Я хохотнул, но про себя отметил, что был бы не прочь ознакомиться с таким… произведением.
— Нацуки, будь снисходительна, — усмехнулась Моника, — не все мыслят на таком уровне, как ты. Взять хотя бы для примера те стихи, которые я вчера нашла в твоей парте…
— Какие ст… А НУ ДАЙ СЮДА! — рыкнула Нацуки. Краски с ее мордашки хватило бы на все московские светофоры.
Моника невинно улыбнулась и допила чай. Нет, она определенно очень хитрая. Мне надо быть осторожнее. Мало ли что. Собственного персонажного файла у меня вроде нет по канону, но черт знает, вдруг она найдет возможность и это обойти. Все-таки президент, как-никак. А к этой должности обычно дохрена полномочий прилагается.
— Ты пишешь стихи, Нацуки? — спросил я.
— Пишу, и чего такого? — сегодня Нацуки явно сочла, что весь мир против нее и не собиралась от этой мысли отказываться.
— Ничего. Как по мне, это очень даже круто. Покажешь?
— Вот еще! — скрестила она руки на несуществующей груди, — я их не для чужих глаз пишу.
— Я с-согласна с Нацуки, — застенчиво добавила Юри, — э-это очень личный п-процесс, почти и-интимный.
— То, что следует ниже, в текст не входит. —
PR #25, opened 2024-11-22
Feat/multiscale tests

d-v-b:
I bring in a lot of the tests and validation logic from pydantic-zarr.
A few notable changes I add here:
- I added `.build` methods to `VectorScale` and `VectorTranslation` that allow you to create the respective transform without explicitly passing in the `type` as a (redundant) keyword argument
- I added a private `_build_transforms` function that creates `tuple[VectorScale] | tuple[VectorScale, VectorTranslation]`, this is a convenience function for making `coordinateTransformations` metadata.
- I add validation functions for transforms and axes, and the corresponding pydantic model type annotations


d-v-b:
I added validation + tests to ensure that the number of `multiscales.axes` matches the dimensionality of the transforms defined in `multiscales.coordinateTransformations` (if present), and separate validation / tests to ensure that the axes match the number of transforms in the per-dataset coordinate transformations

d-v-b:
i think this is ready for review!

d-v-b:
this _should_ resolve https://github.com/BioImageTools/ome-zarr-models-py/issues/33

src/ome_zarr_models/v04/axes.py
```diff
@@ -1,6 +1,17 @@
+from enum import Enum
 from ome_zarr_models.base import Base
 
 
+class AxisType(str, Enum):
```
d-v-b, line 5: do we need an enum or should we use `typing.getargs` and a literal type? I will try the second option

src/ome_zarr_models/v04/coordinate_transformations.py
```diff
@@ -26,7 +27,18 @@ class VectorScale(Base):
     """
 
     type: Literal["scale"]
-    scale: list[float] = Field(..., min_length=2)
+    scale: list[float]
+
+    @classmethod
+    def build(cls, data: Iterable[float]) -> Self:
```
dstansby, line 33: Could we instead give `type` a defualt (`type: Literal["scale"] = "scale"`), and then if you want to construct one of these you can just do `VectorScale(scale=[1, 2, 3])`? I think that's slightly nicer API and avoids us having to write a `build` method.

src/ome_zarr_models/v04/coordinate_transformations.py
```diff
@@ -26,7 +27,18 @@ class VectorScale(Base):
...
+        """
+        Create a VectorScale from an iterable of floats.
+        """
+        return cls(type="scale", scale=tuple(data))
+
+    @property
+    def ndim(self) -> int:
```
dstansby, line 40: Nice, I like this! Where we think it's sensible sprinling useful properties like this will make the library way more useful.

src/ome_zarr_models/v04/coordinate_transformations.py
d-v-b: the argument against giving the type a default value was that this would allow a JSON object without a `type` field to pass validation, even though that JSON object is technically an invalid axis

src/ome_zarr_models/v04/coordinate_transformations.py
```diff
@@ -69,3 +92,32 @@ class PathTranslation(Base):
 
     type: Literal["translation"]
     translation: str
+
+
+def ndim(transform: VectorScale | VectorTranslation) -> int:
```
dstansby, line 97: In the spirit of don't repeat yourself, I'm not mad about having `ndim` defined as both a method on the classes and a function. Was there a particular reason for doing this?

src/ome_zarr_models/v04/coordinate_transformations.py
```diff
@@ -69,3 +92,32 @@ class PathTranslation(Base):
...
+    if hasattr(transform, "scale"):
+        return transform.ndim
+    elif hasattr(transform, "translation"):
+        return transform.ndim
+    else:
+        msg = f"Cannot infer the dimensionality of {type(transform)}"
+        raise TypeError(msg)
+
+
+def _build_transforms(
```
dstansby, line 110: A lazy cmd+f on GitHub doesn't give me any other hits for this function - is it used elsewhere? (this might just be because GitHub does crappy lazy loading of pages these days 😢 )

pyproject.toml
```diff
@@ -3,8 +3,8 @@ name = "ome-zarr-models"
 dynamic = ["version"]
 description = "Data models for OME-Zarr"
 readme = "README.md"
-requires-python = ">=3.11"
-dependencies = []
+requires-python = ">=3.10"
```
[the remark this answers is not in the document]
d-v-b: ah right, this change needs to be reverted

d-v-b, line 6:
```suggestion
requires-python = ">=3.11"
```

src/ome_zarr_models/v04/multiscales.py
```diff
@@ -1,17 +1,144 @@
...
 from ome_zarr_models.v04.omero import Omero
+from pydantic_zarr.v2 import ArraySpec, GroupSpec
+import zarr
+
+VALID_NDIM = (2, 3, 4, 5)
+NUM_TX_MAX = 2
+
+
+def ensure_transform_dimensionality(
+    transforms: tuple[VectorScale | PathScale]
```
dstansby, line 25: Would be good to extract the type here as a type alias (or type var???) to avoid repetition.

```
TransformType = tuple[VectorScale | PathScale] | tuple[VectorScale | PathScale, VectorTranslation | PathTranslation]
```

src/ome_zarr_models/v04/coordinate_transformations.py
d-v-b: the main reason to have a free-floating function is to support the niche case of using a functional idiom like `map` or `filter` on transformation objects, e.g. `ndims = map(ndim, transforms)`, but maybe this is too niche :)

src/ome_zarr_models/v04/multiscales.py
```diff
@@ -1,17 +1,144 @@
...
 )
 from ome_zarr_models.v04.omero import Omero
+from pydantic_zarr.v2 import ArraySpec, GroupSpec
+import zarr
+
+VALID_NDIM = (2, 3, 4, 5)
+NUM_TX_MAX = 2
+
+
+def ensure_transform_dimensionality(
```
dstansby, line 24: Thoughts on public vs. private API of these validation functions? My inclintation is to go private to be on the safe side of being able to modify/fix them easily in the future, and then the public API is just using the classes.

dstansby, line 24: Having read this function, to simplify it I would actually decouple the validation from the spec a bit, and write the validation function to check that an arbitrary list of transforms (that therefore have a `.ndim` attribute) have the same number of dimensions.

So:
1. Remove all transforms from the list that are Path transforms
2. If `>= 2` transforms left, check they have same dimensions

I think this will make typing/logic a bit nicer, and also make this a bit more re-usable for whatever comes in coordinate transform changes.

src/ome_zarr_models/v04/multiscales.py
```diff
@@ -1,17 +1,144 @@
...
+def ensure_scale_translation(
+    transforms: tuple[VectorScale | PathScale]
+    | tuple[VectorScale | PathScale, VectorTranslation | PathTranslation],
+) -> (
+    tuple[VectorScale | PathScale]
+    | tuple[VectorScale | PathScale, VectorTranslation | PathTranslation]
+):
+    """
+    Ensures that the first element is a scale transformation, the second element,
+    if present, is a translation transform, and that there are only 1 or 2 transforms.
```
dstansby, line 61:
```suggestion
    Ensures that
    -  there are only 1 or 2 transforms.
    - the first element is a scale transformation
    - the second element, if present, is a translation transform
```

src/ome_zarr_models/v04/multiscales.py
```diff
@@ -1,17 +1,144 @@
...
+    """
+
+    if len(transforms) == 0 or len(transforms) > 2:
```
dstansby, line 64:
```suggestion
    if len(transforms) not in [1, 2]:
```

src/ome_zarr_models/v04/multiscales.py
```diff
@@ -1,17 +1,144 @@
...
+
+    ndims = tuple(tx.ndim for tx in transforms)
+    ndims_set = set(ndims)
+    if len(ndims_set) > 1:
+        msg = (
+            "The transforms have inconsistent dimensionality. "
+            f"Got transforms with dimensionality = {ndims}."
+        )
+        raise ValueError(msg)
+    return transforms
```
dstansby, line 49: This doesn't actually change/mutate the transforms, so maybe get rid of the return?

src/ome_zarr_models/v04/multiscales.py
```diff
@@ -1,17 +1,144 @@
...
+    if len(transforms) == NUM_TX_MAX:
+        maybe_trans = transforms[1]
+        if (maybe_trans.type) != "translation":
+            msg = (
+                "The second element of `coordinateTransformations` must be a "
+                f"translation transform. Got {maybe_trans} instead."
+            )
+            raise ValueError(msg)
+
+    return transforms
```
dstansby, line 84: Again, maybe get rid of the return here?

src/ome_zarr_models/v04/multiscales.py
```diff
@@ -1,17 +1,144 @@
...
+    - there are only 2 or 3 axes with type `space`
+    - the axes with type `space` are last in the list of axes
+    - there is only 1 axis with type `time`
+    - there is only 1 axis with type `channel`
+    - there is only 1 axis with a type that is not `space`, `time`, or `channel`
+    """
+    axis_types = [ax.type for ax in axes]
+    type_census = Counter(axis_types)
+    num_spaces = type_census["space"]
+    if num_spaces < 2 or num_spaces > 3:
```
dstansby, line 121:
```suggestion
    if num_spaces not in [2, 3]:
```

src/ome_zarr_models/v04/multiscales.py
```diff
@@ -60,10 +256,69 @@ class MultiscaleGroupAttrs(Base):
...
+    multiscales: tuple[Multiscale, ...] = Field(
         ...,
         description="The multiscale datasets for this image",
         min_length=1,
     )
     omero: Omero | None = None
-    _check_unique = field_validator("multiscales")(_unique_items_validator)
+
+
+class MultiscaleGroup(GroupSpec[MultiscaleGroupAttrs, ArraySpec | GroupSpec]):
```
dstansby, line 267:
```suggestion
class MultiscaleZarrGroup(GroupSpec[MultiscaleGroupAttrs, ArraySpec | GroupSpec]):
```
? Or is my suggestion too verbose?

dstansby: Never mind it's not a zarr group is it so this would just be confusing

src/ome_zarr_models/v04/multiscales.py
d-v-b: definitely, we can define + export this union in the transformations module

src/ome_zarr_models/v04/multiscales.py
d-v-b: private sounds good!

d-v-b: good idea! I will implement this

src/ome_zarr_models/v04/multiscales.py
dstansby, line 269: How is this meant to be used? I am a bit confused/not understanding what the purpose of this class is.

src/ome_zarr_models/v04/multiscales.py
```diff
@@ -50,7 +234,19 @@ class Multiscale(Base):
     metadata: Any = None
     name: Any | None = None
     type: Any = None
-    _check_unique = field_validator("axes")(_unique_items_validator)
+
+    @property
+    def ndim(self) -> int:
```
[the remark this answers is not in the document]
d-v-b: i'm not opposed to it, we would basically be designating "dimensional" data structures

src/ome_zarr_models/v04/coordinate_transformations.py
d-v-b: it's now being used in a validator

src/ome_zarr_models/v04/multiscales.py
d-v-b: don't we need the `return` for it to work as a pydantic validator?

src/ome_zarr_models/v04/multiscales.py
d-v-b: this class will model an actual zarr group, i.e. the attributes (which are JSON and ought to contain multiscales etc) and the arrays (which ought to be the ones named by the `path` attribute in `datasets`, and which ought to have shape that's consistent with the number of axes, etc)

d-v-b: this class is also the thing we deserialize a zarr group into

В стихах поэт изливает глубокие эмоциональные переживания, и поделиться ими — все равно что открыть другому человеку сокровенный уголок души.
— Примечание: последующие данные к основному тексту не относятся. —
PR #42, opened 2024-11-22
Feat/zarr io

d-v-b:
add more functionality to `MultiscaleGroup`, and a lot of tests!


d-v-b:
I peeled `from_arrays` and `from_array_props` off the `MultiscaleGroup` class and put it in the tests as over-engineered test utilities. If we need these in the library, we an always bring them back.

src/ome_zarr_models/v04/multiscales.py
```diff
@@ -277,7 +285,63 @@ class MultiscaleGroupAttrs(Base):
...
+    for multiscale in attrs.multiscales:
+        for dataset in multiscale.datasets:
+            dpath = "/" + dataset.path.lstrip("/")
+            if dpath in flattened:
+                if not isinstance(flattened[dpath], ArraySpec):
+                    msg = (
+                        f"The node at {dpath} should be an array, "
+                        f"found {type(flattened[dpath])} instead"
+                    )
+                    raise ValueError(msg)
```
dstansby, line 304: Do we want to eagerly error on the first error we find, or collect up a bunch of errors and then raise a message at the end that includes a message with all the errors found? I'd be inclined to collect them up, so the user can fix them all in one go, instead of having to fix > run code > fix > run code... to find and fix them all.

src/ome_zarr_models/v04/multiscales.py
```diff
@@ -277,7 +285,63 @@ class MultiscaleGroupAttrs(Base):
...
+    Check that all the arrays referenced by the `multiscales` metadata have dimensionality 
+    consistent with the number of axes defined in the metadata.
+    """
+    multimeta = data.attributes.multiscales
+    flat_self = data.to_flat()
+
+    for multiscale in multimeta:
+        multiscale_ndim = len(multiscale.axes)
+        for dataset in multiscale.datasets:
+            arr: ArraySpec = flat_self["/" + dataset.path.lstrip("/")]
```
dstansby, line 326: Perhaps if there's a performance cost to looking up the array metadata (which there will be for remote data), then we should think about merging `_check_array_ndim` and `_check_datasets_exist` to reduce the number of accesses?

But for now, I think it's clearer and easier to keep these as seaparate functions.

src/ome_zarr_models/zarr_utils/__init__.py
dstansby, line 1: Not a huge fan of `zarr_utils/__init__.py`, would suggest moving this to either `ome_zarr_models/zarr_utils.py`, or moving `ome_zarr_models/zarr_models` > `ome_zarr_models/zarr` and making this `ome_zarr_models/zarr/utils.py`

tests/conftest.py
```diff
@@ -0,0 +1,11 @@
+import pytest
+from zarr import MemoryStore
+
+
+@pytest.fixture
+def store(request: pytest.FixtureRequest) -> MemoryStore:
```
dstansby, line 6:
```suggestion
def store(request: pytest.FixtureRequest) -> Store:
```
If you intend to return other stores in future?

dstansby (commented):
Left some comments - didn't look at the tests, I trust you with them if you're happy with that (shout if you want me to properly review them though)

src/ome_zarr_models/v04/multiscales.py
d-v-b: all of the IO is done before these functions are called. the input to this function is a pydantic model with no handle to the zarr group. basically we do IO in one place (`from_zarr`), and everything after that is working with in-memory data

src/ome_zarr_models/zarr_utils/__init__.py
d-v-b: I think we can't have `ome_zarr_models/zarr` because attempting to invoke `import zarr` in that module will break python's import resolution?

dstansby: `import ome_zarr_models.zarr` should work? But yeah definitely see not wanting a `zarr` namespace anywhere, even if relative 👍

src/ome_zarr_models/v04/multiscales.py
d-v-b: so it's not easy to gather all of the exceptions here, for reasons that I can expound on if needed. I think people might have to live with incomplete "your data is broken" messages unless pydantic changes things about the execution order of validation functions.

d-v-b:
i think this is ready to go, any further thoughts / concerns @dstansby ?

src/ome_zarr_models/v04/multiscales.py
```diff
@@ -16,13 +17,12 @@
     _build_transforms,
     _ndim,
 )
+from ome_zarr_models.v04.omero import Omero  # noqa: TCH001
```
dstansby, line 20: This noqa looks suspicious to me 🙈  - can you either explain it here, remove it, or just open an issue to track checking these later (happy to stick noqa in for development velocity now, as long as we remember to check later!)

dstansby (approved):
One comment, feel free to resolve as you see fit then merge 🚢

src/ome_zarr_models/v04/multiscales.py
d-v-b: ruff doesn't know that pydantic needs the type annotations at runtime, so without importing `Omero` at runtime, models with fields annotated with `Omero` are broken

d-v-b: (and without the noqa, ruff will stick `Omero` in the `if TYPE_CHECKING` block)

PR #43, opened 2024-11-22
Improve Axes code

dstansby:
This fixes partially https://github.com/BioImageTools/ome-zarr-models-py/issues/30 by:

- Creating a list of `Axis`
- Allowing any type for `unit` (the type is not narrowed in the spec, at least in section 3.1)

### DIFF
--- a/src/ome_zarr_models/v04/axes.py
+++ b/src/ome_zarr_models/v04/axes.py
@@ -1,8 +1,8 @@
-from typing import Literal
+from typing import Any, Literal
 
 from ome_zarr_models.base import Base
 
-__all__ = ["AxisType", "Axis"]
+__all__ = ["AxisType", "Axis", "Axes"]
 
 
 AxisType = Literal["space", "time", "channel"]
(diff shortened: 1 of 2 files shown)


src/ome_zarr_models/v04/axes.py
```diff
@@ -17,4 +17,7 @@ class Axis(Base):
 
     name: str
     type: str | None = None
-    unit: str | None = None
+    unit: str | Any | None = None
+
+
+Axes = list[Axis]
```
d-v-b, line 23: Do we want to restrict this type to `list[Axis]`? I think that will result in functions like `_ensure_axis_length` failing for tuples

dstansby: Ooh good point, changed to `Sequence`

d-v-b: we could even think about making it an iterable at some point, but `Sequence` is fine for now

d-v-b (approved):

PR #48, opened 2024-11-22
Finish labels metadata

dstansby:
Fixes https://github.com/BioImageTools/ome-zarr-models-py/issues/35. The spec is very vague, and there are no concrete examples of this metdata in the spec, but I think my interpretation is sensible and the best one.


src/ome_zarr_models/v04/image.py
```diff
@@ -18,6 +19,9 @@ class Image:
 
     def __init__(self, group: zarr.Group):
         self._attrs = MultiscaleGroupAttrs(**group.attrs.asdict())
+        if "labels" in group:
+            if not isinstance(group["labels"], zarr.Group):
+                raise ValidationError("The special group 'labels' is not a zarr group")
```
d-v-b, line 24: this error message is a bit cryptic -- maybe better to say that a group was expected, but an array was found instead?

d-v-b (approved):
lgtm, if we want to support easy bidirectional serialization of labels groups, then we might need to define `LabelsGroup(pydantic_zarr.v2.Group)` somewhere, and then make that type one of the possible elements of `MultiscaleGroup.members`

— Красиво сказано, — похвалил я, — Юри, ты тоже пишешь, я правильно понимаю?
В ответ она просто кивнула. Видимо, глубокие эмоциональные переживания начались уже давно, может, еще до начала сегодняшнего собрания.
Снова повисло молчание, нарушаемое только чавканием. Теперь-то я и понял, почему нас пятеро, а кексиков на блюде было шесть. Саёри как раз отгрызла кремовому котику шоколадное ухо и прищурилась.
— Девочки! — провозгласила Моника, — И мальчик. У меня есть идея! К завтрашнему дню каждый из нас напишет стихотворение, а потом мы обменяемся ими друг с другом и почитаем!
Восторгов эта идея не вызвала ни у кого, а Юри и вовсе
— Эй, ты разве не слышала, о чем мы только что говорили? Это. Слишком. Личное! — возмутилась Нацуки.
Но Моника и глазом не моргнула. Вернув на лицо профессиональную улыбку, она принялась вещать тоном отпетого инфоцыгана:
— Нацуки, так в этом и вся соль! Разве не здорово будет получше узнать друг друга?
— Мы и так прекрасно друг друга знаем, — не сдавалась коротышка.
— Мы-то да. А Гару?
При звуках собственного имени я немного вздрогнул. Все еще к нему не привык. Впрочем, может, повезет и привыкать не придется. Надеюсь, скоро Моника отпустит нас по домам — мне еще надо по соседям пройтись и на вокзал успеть. Времени не так уж и много, скоро вечереть начнет.
— А что Гару? — пожала плечами Нацуки, — кому-то здесь хочется получше его узнать?
Ауч. Вот щас обидно было, не буду лгать.
— Мне! — Саёри воздела вверх перемазанную кремом ладошку.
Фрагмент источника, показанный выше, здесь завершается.